Regarding games, the user facing performance difference between an m.2 drive and a regular SATA III SSD will be minimal if any.

Both type of drives have near zero latency. That's where an SSD shines over HDD.
The NVMe shines over a regular SSD in moving large sequential blocks of data around. Which is not what we're doing in the context of games.
 


You should contact Asus support because it's their card you want to use, so they would be best to tell you what it can work on.

There are no programs or games that would need anything faster than a standard SATA SSD unless you are CERN and are trying to map a few billion data points in fractions of a second.
 
Yeah you are headed in the right direction.Use"em or loose'em. The nay sayers find that a NVMe is a poor choice. Is that why lots of them are sold every year ? It depends on the M2 of course. In particular though is this bit of nonsense

" Sad thing I learned, though, was that a M.2 is not good for boot. Was gonna use my 960 Pro as boot, but read at a forum that there isn't much improvement, and that a SATA SSD performs better as OS drive."

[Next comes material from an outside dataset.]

PR #1303, opened 2021-02-23
Skip draft PRs, but run when a draft is marked as ready for review (part 3)

MichaelClerx:
Hi both!

I think I've worked out the full syntax to do this?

Right now I have the 970 Pro as the boot running on top of two stellar SSDs. The NVMe is snappier than either of the others as a boot and as anything else. Loads faster, opens faster and closes faster. I notice it real clear. How much faster ? Depends, can be very little, so yeah, not that much for sure.( We are already dealing in less than a second comparisons.). But when my regular back up clone op goes from 5 min for SATA to 2.5,for M.2 I gotta like the M.2. And no wires and cables. Is that well worth the cost ? Sure if one has the money. For those on a tight budget a SATA will always be the better value choice.

Especially since you already have these drives, I too would use'em both.
 

USAFRet

Titan
Moderator


We're not saying it is a universal poor choice.
My next system will include one, possibly two. But only if they are natively connectable.

But for a lot of assumptions and use cases, it is.

A game PC and expecting...what increase?
As you state, we're already in sub 1 second access times.

As for "Is that why lots of them are sold every year ?"
Reference the many posts we get here every day, of people wanting to merge a 970 PRO with a 10 year old Z68 motherboard. Because....faster!